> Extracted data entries

*** Begin section ***

PR #542, opened 2020-09-21
Uses @payid-org/utils for PayID parsing

tedkalaw:
This re-enables the use of `@payid-org/utils` for parsing PayIDs. Previously, the build wasn't working because `@payid-org/utils` is using the `fs` module for two functions; since there is no filesystem available in the browser, these functions wouldn't be used there anyway.

### Context of Change
Originally added in https://github.com/xpring-eng/xpring-common-js/pull/442 and reverted in https://github.com/xpring-eng/xpring-common-js/pull/452. We decided we're ok with the described issues in Swift and JVM, as we have an alternative fix.

### Type of Change

- [ ] Documentation Updates
- [ ] Release

## Before / After
Parsing PayIDs uses @payid-org/utils

## Test Plan
CI

### DIFF
--- a/webpack.config.js
+++ b/webpack.config.js
@@ -22,6 +22,10 @@ module.exports = {
   resolve: {
     extensions: ['.ts', '.js'],
   },
+  node: {
+    // @payid-org/utils has a dependency on fs
+    fs: 'empty',
+  },
   output: {
     filename: 'index.js',
     path: path.resolve(__dirname, 'dist'),
--- a/package-lock.json
+++ b/package-lock.json
@@ -374,6 +374,21 @@
         }
       }
     },
+    "@panva/asn1.js": {
+      "version": "1.0.0",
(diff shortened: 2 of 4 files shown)


webpack.config.js
```diff
@@ -22,6 +22,10 @@ module.exports = {
   resolve: {
     extensions: ['.ts', '.js'],
   },
+  node: {
+    // @payid-org/utils has a dependency on fs
+    fs: 'empty',
```
tedkalaw, line 27: let me know if you guys think this is bogus; this is used specifically in https://github.com/payid-org/utils/blob/master/src/verifiable/keys.ts#L17. the functions that operate on files can never work in the browser, so this feels alright to me, although perhaps i should update the documentation...

amiecorso (approved):

webpack.config.js
nhartner: @hbergren is working on removing that dependency because it's only needed by the PayID cli. This looks like an acceptable work around until then.

nhartner (approved):

PR #550, opened 2020-10-05
allow builds targeting node

ledhed2222:

Allow builds targeting node instead of web. This will allow the Ruby SDK to take advantage of latest version of this library.

### Context of Change

The Ruby SDK requires use of this library via node. The current library only will build with web targets, making it not possible to import via node `require` syntax.

### Type of Change

- [ ] Documentation Updates
- [ ] Release

## Before / After

Gives a new command line option from `package.json` called `webpack-node` that will build with a node target.

## Test Plan

Built the new version successfully and was able to import libraries via node using it.


tedkalaw (approved):
cool, seems reasonable. we may have to revisit later as we work out webpacky things and xcj generally, but gogogo

mvadari (approved):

*** End section ***

> WHAT YOU WILL DO
If a line of the records above holds the word "that", show it.

> EXERCISE ANSWER
tedkalaw, line 27: let me know if you guys think this is bogus; this is used specifically in https://github.com/payid-org/utils/blob/master/src/verifiable/keys.ts#L17. the functions that operate on files can never work in the browser, so this feels alright to me, although perhaps i should update the documentation...
nhartner: @hbergren is working on removing that dependency because it's only needed by the PayID cli. This looks like an acceptable work around until then.
Gives a new command line option from `package.json` called `webpack-node` that will build with a node target.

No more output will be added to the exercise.